Многие казачки оплакивали своих родных. По Степану Астахову плакать было некому. Его полуразрушенный дом пустовал. Аксинья по-прежнему жила в Ягодном. На хутор Татарский продолжали возвращаться фронтовики. В конце зимы, когда в России «завязывались зачатки гражданской войны», на хуторе стояла тишина. Но в куренях было неспокойно – старики бранились с фронтовиками. А вернувшиеся домой казаки, отъедаясь и отдыхая возле своих жен, не подозревали, что их ожидают новые беды.

***

Григорий Мелехов зимой 1917 года за боевые заслуги был произведен в хорунжие и назначен в полк взводным офицером. Осенью он ездил в отпуск домой, восстанавливать здоровье после воспаления легких. В первый день приезда из отпуска он познакомился с одним из полковых офицеров – сотником Ефимом Извариным. С этого времени он постоянно сталкивался с ним, и не заметил, как оказался под его влиянием.

***

Идея автономии привлекала многих казаков: они были за большевиков, так как те выступали против войны, но против большевизма, так как большинство казаков были зажиточными и делить свою землю (то есть делиться ею с мужиками) не собирались. Григорий же, на долгие годы оторванный от родного дома, отошел и от такой тесноватой казачьей правды. Изварин подолгу беседовал с Григорием, и тот, чувствуя, как ускользает у него из-под ног еще недавно прочная почва, испытывал то же, что и при разговорах с Гаранжой. Спустя некоторое время свела судьба Григория с казаком, который сыграл одну из главных ролей в истории революционного движения на Дону – Федором Подтелковым. Простая правда Подтелкова перевесила в душе Григория сомнительные рассуждения Ефима Изварина.

***

Не одного Григория тяготили мрачные раздумья. Мало на хуторе осталось казаков, кто спокойно воспринял революцию. Татарский, да и все Войско Донское, было поделено на обольшевиченных фронтови- ков и верных правительству (и главным образом – самим себе) казаков.

***

Новочеркасск стал прибежищем для всех, бежавших от большевиков. Прибыв в ноябре и переговорив с Калединым, Алексеев занялся организацией Добровольческой армии. Сюда же приехали и Деникин, Корнилов. Каледин стянул на Дон все казачьи полки, но они, утомившиеся от трехлетней войны, не хотели воевать с большевиками и расходились по домам. Наиболее боеспособные и сформированные полки сосредоточивались в Каменской. Неустойчивые полки Каледин расформировывал.

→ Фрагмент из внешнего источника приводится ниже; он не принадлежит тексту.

PR #3902, opened 2026-01-13
feat: use unicode characters instead of emojis

zmitchell:
## Proposed Changes

Notable changes:
- Replaces emojis with colored unicode characters (color is omitted when it's not supported).
- Pins `tracing-subscriber` to 0.3.19 (currently 0.3.22) due to a decision to disallow ANSI escape sequences in log messages.
- Adds a `activate.d/style.bash` file containing helpers for emitting messages consistent with those in the Rust codebase (icons and color).

## Release Notes

Icons used in CLI output have been updated.

### DIFF
--- a/assets/environment-interpreter/activate/activate.d/attach.bash
+++ b/assets/environment-interpreter/activate/activate.d/attach.bash
@@ -1,4 +1,5 @@
 _sed="@gnused@/bin/sed"
+source "${_activate_d}/style.bash"
 
 attach() {
   _flox_activation_state_dir="${1?}"
@@ -7,12 +8,18 @@ attach() {
   shift
 
   "$_flox_activate_tracer" "$_activate_d/attach.bash" START
+  if allows_color; then
+    COLOR_ENABLED=1
+  else
+    COLOR_ENABLED=0
+  fi
 
+  icon="$(green_check $COLOR_ENABLED)"
   # Don't clobber STDERR or recommend 'exit' for non-interactive shells.
   # If inside a container, FLOX_ENV_DESCRIPTION won't be set, and we don't need to
   # print a message (although attach isn't reachable anyways)
   if [ "${_flox_invocation_type}" = "interactive" ] && [ -n "${FLOX_ENV_DESCRIPTION:-}" ]; then
-    echo "✔ Attached to existing activation of environment '$FLOX_ENV_DESCRIPTION'" >&2
+    echo -e "$icon Attached to existing activation of environment '$FLOX_ENV_DESCRIPTION'" >&2
     echo "To stop using this environment, type 'exit'" >&2
     echo >&2
   fi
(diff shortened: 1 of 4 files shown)


zmitchell:
## Common operations

Before:
Screenshot 2026-01-13 at 10 17 04 AM

After:
Screenshot 2026-01-12 at 5 51 58 PM

## Activation with upgrades

Before:
Screenshot 2026-01-13 at 10 20 03 AM

After:
Screenshot 2026-01-13 at 10 20 24 AM

cli/flox/src/commands/upgrade.rs
```diff
@@ -123,14 +124,19 @@ impl Upgrade {
             return Ok(());
         }
 
+        let icon = if stderr_supports_color() {
+            "✔".green().to_string()
+        } else {
+            "✔".to_string()
+        };
```
ysndr, line 131: somewhat unrelated to this, but i think we could consider using e.g. [colored](https://crates.io/crates/colored) to avoid manually enabling colors which would also lower the barrier to add styled output in general.

cli/flox/src/commands/upgrade.rs
```diff
@@ -123,14 +124,19 @@ impl Upgrade {
...
         if diff_for_system.is_empty() {
             message::plain(formatdoc! {"
-            ✅  Upgraded {description}.
+            {icon} Upgraded {description}.
             Upgrades were not available for this system, but upgrades were applied for other
             systems supported by this environment."});
```
ysndr, line 136: should we migrate this to `message::updated`?

ysndr (approved):
Not quite sure .. why but not opposed. these at last have better space aligning

Are we sure the unicode _symbols_ are generally better supported, e.g. on linuxes?

cli/Cargo.toml
```diff
@@ -94,8 +93,8 @@ toml = "0.9.8"
 toml_edit = { version = "0.23", features = ["serde"] }
 tracing = "0.1"
 tracing-appender = "0.2"
-tracing-indicatif = "0.3.14"
```
mkenigs, line 97: Do we have any indication we won't be pinned to this version forever? That seems bad

zmitchell: The comment is showing on `tracing-indicatif` instead of `tracing-subscriber`, but I assume you're asking about `tracing-subscriber`. I have mixed thoughts:
- If we never get updated, then I'm not sure that's the worst thing in the world. I'm not sure we'd ever notice if `tracing-subscriber` never got another update upstream anyway.
- I suspect that there's enough of a stink over this issue (disallowing ANSI escape sequences entirely) that they may implement an escape hatch. There's obviously no guarantee of that though.

cli/flox/src/commands/upgrade.rs
zmitchell: For a change like this I prefer to keep the existing behavior, and then do a followup for changing behavior.

zmitchell:
I've noticed some spots where the iconography isn't covered by tests: `buildenv` and builds. I'll submit a follow up for those cases.

cli/flox/src/commands/upgrade.rs
zmitchell: I'll catch that when I do this https://github.com/flox/flox/pull/3902#issuecomment-3750531098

Первый поход на Ростов не удался: казаки самовольно развернулись, отказавшись идти в наступление. Однако уже 2 декабря Ростов был полностью занят добровольческими частями. С приездом Корнилова туда был перенесен центр Добровольческой армии. В свою очередь готовились к отпору и малообученные красногвардейские отряды. Каледин разместил казачьи полки на границе Войска Донского. А в Воронеже и Харькове уже формировались красноармейские отряды для противоборства казакам. Неумолимо приближалось тяжелое время.

Бунчук приехал в Новочеркасск. Переодевшись в штатское потертое пальто, в котором чувствовал себя весьма неуверенно, он направлялся на знакомую окраину, в старенький, покосившийся от времени дом. За восемь лет, пока он отсутствовал, ничего не изменилось. В первый момент мать не узнала его, потом обрадовалась, говорила, что и не надеялась увидеть его. Из Новочеркасска Бунчук, с поручением большевиков, поехал в Ростов. Здесь ему поручили за несколько дней организовать пулеметную команду из рабочих-красногвардейцев.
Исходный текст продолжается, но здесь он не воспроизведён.